Imagine there was no libel law. There would be nothing at all to stop newspapers publishing lies about you, and about me, and about everyone else. If we complained they could just tell us to get lost.

For Rupert Murdoch, for Paul Dacre of the Daily Mail and for others, that is a kind of Holy Grail – freedom from responsibility and restraint, enabling their papers to defame whoever they disliked, whenever they liked, without consequence.

You may be surprised to know how close they are to achieving it.

Tomorrow in London the Supreme Court will hand down judgment on claims by national newspaper companies seeking, not actually to abolish the law of libel, but to make it much more difficult for all but a tiny fraction of the population to rely on it. Their aim is to wreck the ‘no-win-no-fee’ system.

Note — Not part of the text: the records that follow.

Issue #1090, opened 2019-11-21
Investigate input purposes for address pattern


nickcolley:
When we added autocomplete values to our examples we skipped addresses as it's unclear the appropriate values and we did not want to block shipping the overall work.

> An outstanding change which is not part of this PR is to update the [multiple text inputs example on addresses](https://design-system.service.gov.uk/patterns/addresses/#multiple-text-inputs) to set the autocomplete attribute on each input. This is because we are unsure of how the [input purposes](https://www.w3.org/TR/WCAG21/#input-purposes) for address fields should be correctly used. We are investigating this, but decided not to let it block the PR. 

https://github.com/alphagov/govuk-design-system/pull/727#issuecomment-460347140

It would be good to investigate this now and see if there's any improvements we can make to the pattern, arguably this is a WCAG 2.1 compliance requirement as input purposes are needed where appropriate.

colinrotherham:
The spec is US-centric and quite confusing for UK addresses.

For the "Multiple text inputs" address pattern:
https://design-system.service.gov.uk/patterns/addresses/#multiple-text-inputs

Our service went with:

**Lines 1 and 2**
```
address-line1
address-line2
```

**Town or city**
```
address-level2
```

**County**
```
address-level1
```

**Postcode**
```
postal-code
```

Why? Because logically the levels go in reverse from broad to fine grained:

_address-level1_ (province/state)
_address-level2_ (city/town)
_address-level3_ (for addresses with 3 administrative levels)
_address-level4_ (for addresses with 4 administrative levels) 

### Research

From the Google Chrome intro to autofill:
https://developers.google.com/web/updates/2015/06/checkout-faster-with-autofill

> For one address input: street-address For two address inputs: address-line1 , address-line2 address-level1 (state or province) address-level2 (city) postal-code (zip code) country

From MDN
https://developer.mozilla.org/en-US/docs/Web/HTML/Attributes/autocomplete

> **“address-level1”**
> The first administrative level in the address. This is typically the province in which the address is located. In the United States, this would be the state. In Switzerland, the canton. In the United Kingdom, the post town.

> **“address-level2"**
> The second administrative level, in addresses with at least two of them. In countries with two administrative levels, this would typically be the city, town, village, or other locality in which the address is located.

From the WHATWG spec:
https://html.spec.whatwg.org/multipage/form-control-infrastructure.html#attr-fe-autocomplete-address-level1

> **“address-level1”**
[...]

PR #1100, opened 2019-12-12
Add autocomplete values for address fields

nickcolley:
I have avoided adding an autocomplete for county as the specification talks about 'post towns', and county is an optional field.

> The broadest administrative level in the address, i.e. the province within which the locality is found; for example, in the US, this would be the state; in Switzerland it would be the canton; in the UK, the post town.

https://html.spec.whatwg.org/multipage/form-control-infrastructure.html#attr-fe-autocomplete-address-level1

This is based on research done by the community:

https://github.com/alphagov/govuk-design-system/issues/1090#issuecomment-557045858

I'm not sure if there's any content changes to support this, for example we talk about these values here and there might be some tweaks needed: 

https://design-system.service.gov.uk/patterns/addresses/#use-the-autocomplete-attribute-on-multiple-address-fields

Closes https://github.com/alphagov/govuk-design-system/issues/1090

### DIFF
--- a/src/patterns/addresses/error/index.njk
+++ b/src/patterns/addresses/error/index.njk
@@ -15,5 +15,6 @@ layout: layout-example.njk
   value: "Not a postcode",
   errorMessage: {
     text: "Enter a real postcode"
-  }
+  },
+  autocomplete: "postal-code"
 }) }}
--- a/src/patterns/addresses/multiple/index.njk
+++ b/src/patterns/addresses/multiple/index.njk
@@ -21,7 +21,8 @@ stylesheets:
       html: 'Building and street <span class="govuk-visually-hidden">line 1 of 2</span>'
     },
     id: "address-line-1",
-    name: "address-line-1"
+    name: "address-line-1",
+    autocomplete: "address-line1"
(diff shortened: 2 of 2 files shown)


nickcolley:
I've done a quick test and it autofills as I'd expect on my phone, is there anything manual testing we should consider here? Or can we be confident that these fields match up well to the specification?

nickcolley:
@amyhupe / @hannalaakso  do you think there's any content improvements required to get this in?

nickcolley:
The text area example does seem to reference the autocomplete attribute used so I think we'll need to make some content changes here to explain which fields link to what autocomplete value.

36degrees:
> The text area example does seem to reference the autocomplete attribute used so I think we'll need to make some content changes here to explain which fields link to what autocomplete value.

Is that covered by https://design-system.service.gov.uk/patterns/addresses/#use-the-autocomplete-attribute-on-a-textarea?

nickcolley:
@36degrees as in, the content for the textarea talks about the specific autocomplete field, so perhaps we should do the same for the multiple inputs example now.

The costs of pursuing a libel claim, it is well known, are beyond the pockets of the great majority of people. Even the initial sparring between solicitors is likely to involve bills in the thousands and if a case goes all the way to the High Court the costs will run into six figures and sometimes seven.

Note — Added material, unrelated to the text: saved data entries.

PR #1116, opened 2020-01-06
Update 'Open in new window' design

36degrees:
Update the 'Open in new window' link so that it sits within its own 'toolbar', rather than overlapping the example.

## Before

Screenshot 2020-01-06 at 10 39 51

## After
Screenshot 2020-01-06 at 10 39 50

This allows us to remove the padding from full-page examples without the open in new window link overlapping the header, and simplifies things like the focus state.

## Before

Screenshot 2020-01-06 at 10 39 42

## After
Screenshot 2020-01-06 at 10 39 35

It also updates the 'canvas' behind the example (seen only when resizing the example) to a 'checkerboard' design.

## Before

Screenshot 2020-01-06 at 10 47 47

## After

Screenshot 2020-01-06 at 10 47 49

### DIFF
--- a/src/stylesheets/components/_example.scss
+++ b/src/stylesheets/components/_example.scss
@@ -22,12 +22,11 @@
 .app-example__toolbar {
   padding: 10px;
   border-bottom: 1px solid $govuk-border-colour;
-  background: $app-light-grey;
+  background: $govuk-body-background-colour;
 }
 
 .app-example__new-window {
   @include govuk-font(14);
-  text-decoration: none;
 }
 
 .app-example__frame {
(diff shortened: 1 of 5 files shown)


src/stylesheets/components/_example.scss
```diff
@@ -2,13 +2,12 @@
...
   @include govuk-responsive-margin(6, "top");
   @include govuk-responsive-margin(6, "bottom");
-  @include govuk-font(19);
 }
 
 .app-example {
   position: relative;
   border: 1px solid $govuk-border-colour;
-  background: govuk-colour("light-grey");
+  background: url("data:image/png;base64,iVBORw0KGgoAAAANSUhEUgAAAAoAAAAKCAYAAACNMs+9AAAAJUlEQVQoU2P88ePHfwY0wMHBwYguxjgUFKI7GsTH5m4M3w1ChQAZTSeO0/AZpgAAAABJRU5ErkJggg==") repeat;
```
hannalaakso: It might be good to have a code comment here to say what this affects as it might not be obvious.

Since there is no legal aid in libel, as things stand if you aren’t rich you can only sue if you are lucky enough to secure a Conditional Fee Agreement (CFA), otherwise known as a ‘no-win-no-fee’ deal. Under a CFA, in principle, your solicitor accepts the financial risk in the expectation that you will win in the end, and that the other side will have to pay all the bills.

CFAs have their limitations, notably that many lawyers only accept very strong cases, but they have undoubtedly helped many people get justice who would not otherwise have been able to afford it. The Sun, the Mirror and the Mail do not like this, and they have gone to the Supreme Court in the hope of damaging the CFA system so badly it will no longer be able to help anyone.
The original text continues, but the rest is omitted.